Gross split in oil production sharing contracts
The Energy and Mineral Resources Ministry recently enacted the gross split production sharing contract (PSC) through ministry regulation no. 8/2017. As its distinct feature, the gross split PSC does not use the costrecovery mechanism, currently applied to all PSCs. The gross split scheme allocates oil and gas production to contracting parties based on gross production. This contrasts significantly with the traditional Indonesian PSC concept, where oil and gas production was shared between the government and companies (contractors) after deducting the production costs (cost recovery).
The regulation stipulates that the initial base splits for government and companies in the gross split PSC are 57 percent/43 percent and 52 percent/48 percent, for oil and natural gas respectively. The base splits are adjustable by incorporating other metrics, which are called variable and progressive components.
Variable components include the block status, the field’s location, the reservoir depth and type, the availability of supporting infrastructure, the content of carbon dioxide and hydrogen sulfide, the oil’s weight, local content and stages of production. Variable components can adjust contractors’ base splits negatively and positively. Each component’s adjustment varies, but it may range from 16 percent to minus 5 percent.
Furthermore, there are two progressive components, namely oil price and cumulative production. A lower Indonesian Crude Price (ICP) than US$40 per barrel will improve contractors’ base split by 7.5 percent, but if ICP skyrockets to $115 per barrel (or above), the contractors’ base split will be cut by 7.5 percent. Regarding the cumulative production, greater production means more reduction of contractors’ production split.
As already mentioned, the absence of a cost-recovery mechanism is one of the gross split PSC’s distinct features. In a traditional Indonesian PSC, cost recovery is essentially the capital and operating expenditures of upstream operation, which are paid and assumed in advance by oil and gas companies. Without capital and operating expenditures, it is impossible to run an upstream project.
A gross split PSC creates an impression that it erases cost recovery. The term “cost recovery” can be erased, but the costs (capital and operating expenditures) do not disappear because they are real business costs. They just no longer can come up as cost recovery.
As a matter of fact, Article 14 of the regulation states that contractors’ upstream costs can be deducted in calculating their income taxes. In this situation, it might be correct to say that a gross split PSC eliminates cost recovery terms and procedures, but capital and operating expenditures will continue to show up on oil companies’ income tax returns. As an important note, despite the gross split PSC not having a cost-recovery component; all upstream operational equipment purchased or procured by companies automatically belongs to the state.

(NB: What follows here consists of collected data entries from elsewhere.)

PR #2103, opened 2026-06-25
Migrate HTTP client from cross-fetch to native fetch

alexcos20:
# Migrate HTTP client from `cross-fetch` to native `fetch`

## What

Replaces `cross-fetch` (which bundles **node-fetch v2**) with the runtime's **native global
`fetch`** (undici in Node, the built-in in browsers) across the HTTP client.

## Why

On modern Node (CI runs Node 20 & 22), node-fetch v2 intermittently throws
`Premature close` while reading a response body. It surfaced as flaky integration failures on
the **http** matrix leg — a *different* endpoint each run (`getFileInfo`, `getComputeResult`, …) —
while the **p2p** leg passed, proving the data was fine and the fault was in the HTTP stack, not
the node. Node's native `fetch` (≥18) doesn't have this bug, and the library already targets
Node ≥20 and browsers where `fetch` is universal (`src/utils/FetchHelper.ts` already used the
global `fetch`), so this just makes the rest of the client consistent.

## Changes

- **Drop the `cross-fetch` import** in `src/services/providers/HttpProvider.ts` and
  `src/services/Aquarius.ts` — all calls now use the global `fetch`. The ~34 non-streaming calls
  (`.json()` / `.text()` / `.arrayBuffer()`) are unchanged.
- **Streaming responses:** native `fetch` exposes `response.body` as a WHATWG `ReadableStream`
  (node-fetch returned a Node `Readable`). Added `responseBodyToAsyncIterable()` in
  `src/utils/bytes.ts` — a small, portable wrapper (works in Node 20+ and browsers, which don't
  yet support `for await` on `ReadableStream` directly), with `reader.cancel()` on early exit so
  an unconsumed stream doesn't leak the socket — and used it in `getComputeResult` and
  `computeStreamableLogs`. This also makes `Premature close` impossible (undici ends streams
  cleanly). `downloadNodeLogs` now parses the response with `.json()` to return a real
  `NodeLogEntry[]` (matching the P2P path and the declared return type) — the old code returned
  the raw body stream, a latent contract bug.
- **Streaming upload** (`uploadPersistentStorageFile`): unified the Node/browser branches into a
  single WHATWG `ReadableStream` request body with `duplex: 'half'` (required by undici for
  streamed bodies); removed the `Readable.from` / `import('stream')` Node path.
- **`package.json`:** removed `cross-fetch`; added `engines.node: ">=18"`. Kept `node-fetch` as an
  explicit **devDependency** — one integration test (`PublishEditConsume`) uses it together with
  the `form-data` package for a multipart upload, which doesn't port cleanly to undici; that test
  is left as-is.

## Scope

Standalone change off `main` — independent of the Service-on-Demand work (separate PR). No public
API changes; the streaming methods keep returning `AsyncIterable<Uint8Array>` and callers already
iterate with `for await`.

## Verification

- `npm run build` (cjs/esm/umd), `npm run type-check`, and `eslint` all pass.
- Runtime behaviour is exercised by the CI integration matrix — the **http** leg in particular,
  on the endpoints that previously flaked with `Premature close` (`fileInfo`, `getComputeResult`,
  streamable logs, persistent-storage upload).
- `grep -rn "cross-fetch" src/ test/` returns nothing; a fresh `npm install` drops `cross-fetch`
  and installs `node-fetch` for the one test (lockfile not touched in this PR).

## Summary by CodeRabbit

* **New Features**
  * Added a utility to normalize streamed response bodies into a consistent async-iterable format for easier processing.

* **Bug Fixes**
  * Improved handling of streamed compute results and log downloads, returning completed log responses as structured entries.
  * Strengthened persistent storage uploads with safer chunk encoding, better stream construction, and more reliable cleanup on failure.

* **Chores**
  * Reduced reliance on bundled fetch polyfills by using native `fetch` where available and requiring Node.js 18+.

* **Tests**
  * Updated IPFS integration tests to use native `fetch` and `FormData` behavior.

### DIFF
--- a/package.json
+++ b/package.json
@@ -78,7 +78,6 @@
     "decimal.js": "^10.4.1",
     "eciesjs": "^0.4.5",
     "ethers": "^6.15.0",
-    "form-data": "^2.3.3",
     "jsonwebtoken": "^9.0.2"
   },
   "devDependencies": {
@@ -100,8 +99,6 @@
     "@types/jsonwebtoken": "^9.0.10",
     "@types/mocha": "^10.0.10",
     "@types/node": "^24.3.0",
-    "@types/node-fetch": "^3.0.3",
-    "node-fetch": "^2.7.0",
     "@typescript-eslint/eslint-plugin": "^7.0.0",
     "@typescript-eslint/parser": "^6.4.1",
     "auto-changelog": "^2.4.0",
--- a/package.json
+++ b/package.json
@@ -64,6 +64,9 @@
     "url": "https://github.com/oceanprotocol/ocean.js/issues"
   },
   "homepage": "https://github.com/oceanprotocol/ocean.js#readme",
+  "engines": {
+    "node": ">=18"
+  },
   "peerDependencies": {
     "web3": "^1.8.0"
   },
@@ -71,7 +74,6 @@
     "@oasisprotocol/sapphire-paratime": "^1.3.2",
     "@oceanprotocol/ddo-js": "^0.3.0",
     "bignumber.js": "^9.3.1",
-    "cross-fetch": "^4.0.0",
     "crypto-js": "^4.1.1",
     "decimal.js": "^10.4.1",
     "eciesjs": "^0.4.5",
@@ -99,6 +101,7 @@
     "@types/mocha": "^10.0.10",
     "@types/node": "^24.3.0",
     "@types/node-fetch": "^3.0.3",
+    "node-fetch": "^2.7.0",
     "@typescript-eslint/eslint-plugin": "^7.0.0",
     "@typescript-eslint/parser": "^6.4.1",
     "auto-changelog": "^2.4.0",
--- a/package-lock.json
+++ b/package-lock.json
@@ -16,7 +16,6 @@
         "decimal.js": "^10.4.1",
         "eciesjs": "^0.4.5",
         "ethers": "^6.15.0",
-        "form-data": "^2.3.3",
         "jsonwebtoken": "^9.0.2"
       },
       "devDependencies": {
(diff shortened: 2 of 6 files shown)


alexcos20 (commented):

Overall risk: low

Summary:
This PR successfully migrates the codebase from `cross-fetch` to native `fetch`, minimizing dependencies and modernizing the code to standard Web APIs. It cleanly unifies Node and browser streaming logic using WHATWG `ReadableStream` and introduces a robust async iteration polyfill. There is one typing concern regarding a forced cast to an array that should be reviewed, but overall the architectural modernization is excellent. LGTM!

Comments:
• [WARNING][bug] Casting an `AsyncIterable<Uint8Array>` to `NodeLogEntry[]` is highly suspicious. A stream of raw bytes does not possess array methods (like `.map` or `.length`) and does not contain parsed `NodeLogEntry` objects. If the caller expects an array of objects, this will cause a runtime crash.

If the caller expects a byte stream, the method's return type should be updated to reflect that instead of using `as unknown as NodeLogEntry[]`. If they actually expect an array, you need to buffer and parse the stream into an array before returning.
• [INFO][style] Excellent implementation of a cross-environment async iterator for `ReadableStream`. This ensures robust compatibility with environments (like older browsers) that lack `Symbol.asyncIterator` support natively on streaming responses.
• [INFO][performance] Unifying the request body streaming using standard `ReadableStream` and adding `duplex: 'half'` is a great modern approach. It ensures proper memory management during uploads and fulfills standard requirements for both Node 18+ (Undici) and Chrome.

package.json
```diff
@@ -99,6 +101,7 @@
     "@types/mocha": "^10.0.10",
     "@types/node": "^24.3.0",
     "@types/node-fetch": "^3.0.3",
+    "node-fetch": "^2.7.0",
```
giurgiur99: Do we still need this?

dnsi0 (approved):

package.json
alexcos20: it's needed in one of the tests, let me try to remove it

alexcos20: see https://github.com/oceanprotocol/ocean.js/pull/2103/commits/f5317e27932a38ccf871ba4625471face608ac77

giurgiur99 (approved):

Another distinct feature of a gross split PSC is how it allocates upstream project cash flows to contracting parties. Generally speaking, it is all about who gets what. For the state, a gross split PSC awards economic benefits such as share of production, bonuses and income taxes. In addition, the regulation also mentions that the state is entitled to receive indirect taxes (value added tax is an example of indirect taxes).
On the other side, what do contractors get out of gross split PSCs? Of course, they will receive a share of the production according to the percentage of their gross splits. However, they must still pay income taxes. Their upstream costs can be claimed in their tax calculation process. Contractors’ “net take” is simply their share of production less income taxes, bonuses, and indirect taxes. Thus, expressed percentages in the gross split PSC are not after-taxes.
Gross split PSCs also strictly divide governmental institution’s roles in relation to state revenue. As mentioned before, state revenues from gross split PSCs are a share of production, bonuses, income taxes and indirect taxes. The state’s share of production and bonuses (or non-taxes revenue) tend to fall within the role of energy ministry and upstream petroleum authority, while taxes are the responsibility of the Finance Ministry. The state’s non-tax revenues are taken without considering upstream costs, while taxes are calculated after costs.
Hence, there is the possibility that their perspectives on state revenue will be relatively fragmented. For a comparison, in the traditional PSCs, capital and operational expenditures (cost recovery) are deducted from oil and gas production to determine the amount of production to be shared between the government and companies. Companies then pay income taxes on their share of production.
In the new scheme, theoretically, the perspective of governmental institutions should intersect at cost recovery because it affects the size of production to be shared, which later serves as the base of production sharing (the government share of production is a non-tax revenue) and income taxes.
Prior to the gross split PSC, the government had introduced PSC variations such as sliding scale PSC and gross split sliding scale in 2015 (for non-conventional oil and gas), as well as the open bid split in 2016. The next oil and gas block auction will decide whether gross split PSC is better or worse than its predecessors in attracting new upstream investment.